31. Bölüm "Yüzük!"

13.7K 1.4K 191
                                    




Umarım beğenirsiniz. Keyifli okumalar.

******

Genç kız girdiği odadan çıktığında ayaklarına beton dökülmüşçesine ağır adımlarla ilerliyordu. Kulaklarında yankılanan her bir söz adımlarına pranga olurken ruhuna yüklenen ağırlıkla sendeleyerek duvara yaslandı. Derin derin soluk alırken kaderinin kendisine oynadığı oyunu düşünmeden edememişti. Gülüm'ün kendisini gördüğünde gösterdiği yakınlık Melek'i mutlu etse de sonradan yaptıkları konuşma genç kızı tamamen gafil avlamıştı. Ellerini yumruk yaparken avucunda hissettiği fazlalığı fark ederek duraksadı. Az önce Gülüm'ün eline tutuşturduğu temsili figüre bakarken içinde kopan fırtınaya engel olamamıştı. Aslında elinde tuttuğunun kendi kalbi olduğunu sonradan fark edecekti. Umutsuzca yanarken kendisine verilen figüre sarılacağı çok gece olacağından habersiz gülümsedi...

Sadece gülümsedi!

Daldığı hülyalı dünyadan kulağında yankılanan bağırtıyla çıkarken kendine gelip hızla dışarıya çıktı. Hacer Hanım elinde çantası olan Gökçe'yi kolundan tutmuş çekiştirerek konağa sokmaya çalışıyordu. Genç kız korkuyla sinmiş bir şekilde annesine direnirken Melek'in içi acımıştı.

"Sen kimden izin aldın da gidiyorsun? Bir yere gidemezsin." Gökçe annesine yalvarırken Hacer Hanım ileri giderek genç kıza sert bir tokat atarak yere düşmesine neden olmuştu. Melek hızla merdivenlerden aşağıya koşarken birden olduğu yerde donup kalmıştı. Hacer Hanım tekrar Gökçe'ye vuracağı sırada Vedat'ın araya girmesi ile tokadı yiyen genç adam olmuştu. Kadın eli havada öfkeli bir şekilde genç adama bakarken Vedat'ın bakışlarını görünce bir adım geri atmak zorunda kalmıştı.

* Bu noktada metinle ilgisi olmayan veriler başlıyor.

PR #108, opened 2022-07-23
Feautre/show linear

alexkeating:
## Linear Ticket
https://linear.app/govrn/issue/PRO-264/setup-govrn-linear-integration-for-live-app

## Description

- Switch linear integration to require oauth
- Added to fields to linear user to store access token
- Added typing for prisma client in the server which resolved a bug in one of our queries
- Created AuthContext to hold auth state and logic
- 

## Screencaptures
Screenshot from 2022-07-23 10-57-36
Screenshot from 2022-07-23 10-58-03

PR #368, opened 2023-01-16
Set up Discord oauth endpoint

amrro:
## Linear Ticket

[ENG-730 - Set up Discord oauth endpoint](https://linear.app/govrn/issue/ENG-730/set-up-discord-oauth-endpoint)

## Description
- Related #108 
- Added new columns to `DiscordUser`: `access_token` & `active_token`.
- Two new APIs added: 
   - `\discord_nonce`.
   - `\discord\oauth`.
- Fix not able to disconnect linear; having `linear_users` on user data doesn't mean user is connected. Instead, checking `active_token` flag is added, same applied to `discord_users`.
- Fix `useDisplayName` taking too long in order to load because of dependency on ENS name fallback.
- Added Icons to linear & discord buttons.

### Required .env variables
```
DISCORD_REDIRECT_URI=<>
DISCORD_CLIENT_ID=<>
DISCORD_CLIENT_SECRET=<>
```

### Ready to use example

"Sakın bir daha o kıza elini sürmeye kalkma. Anası demem seni yaptığına pişman ederim." Vedat'ın sesinde ki tehdit ortamı buz gibi yaparken olanları seyreden Güler Hanım bir eli ağzında hayretini saklamaya çalışıyordu. Vedat yerde korkutan titreyen genç kızı kaldırarak "Arabaya geç!" dedi. Bakışlarını Hacer'den çekmeyerek genç kıza emir verirken Melek yanlarına gelerek Gökçe'nin koluna girerek onu arabaya yönlendirmişti ki Hacer Hanım bu kez Melek'e saldırmaya kalkmıştı.

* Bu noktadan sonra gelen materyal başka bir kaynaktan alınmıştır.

PR #371, opened 2023-01-17
Upgrade to yarn 3

alexkeating:
## Description

- Upgrades us to the latest yarn version


jonathanprozzi (approved):
Looks good. We should also make sure our local node versions match too after this is merged in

"Hepsi senin yüzünden... Sen bu eve felaket getirdin. Her şeyin sebebi sensin." Melek kendisine saldırmaya çalışan kadına cevap vermek yerine susmayı tercih ederken onun suskunluğuna daha da sinirlenen kadın genç kızın üzerine saldırmış ama hiç beklemediği bir sesle olduğu yerde donup kalmıştı.

"Kendine gel Hacer!" Sesler odalara kadar ulaşırken abisiyle sohbet eden Vural Bey ne olduğunu anlamak için odadan çıkarken abisinin isteği üzerine onu da Asaf'ın getirdiği tekerlekli sandalyeye koyarak odasından çıkarmıştı. Merdivenlerin başına geldiklerinde gördükleri ile öfkelenen Osman Bey tok sesinin avluda yankılanmasını sağlamıştı. Onun sesi avluda yankılanırken merdiven başında ki balkondan öfkeli bir şekilde kendisine dönen kişilere bakıyordu.

"Haddini bil kadın, sen ne zamandan beri benim sözümün üzerine söz söyler oldun?" Osman beyin sesi her saniye daha da artarken Vural Bey bir eli abisinin omzunda olanları seyrediyordu.
"Bu kız geldi geleli huzur kalmadı konakta." Hacer Hanım öfkeyle genç kıza bakarken Melek hiç aldırmayarak ona başı dik bir şekilde bakmaya devam ediyordu.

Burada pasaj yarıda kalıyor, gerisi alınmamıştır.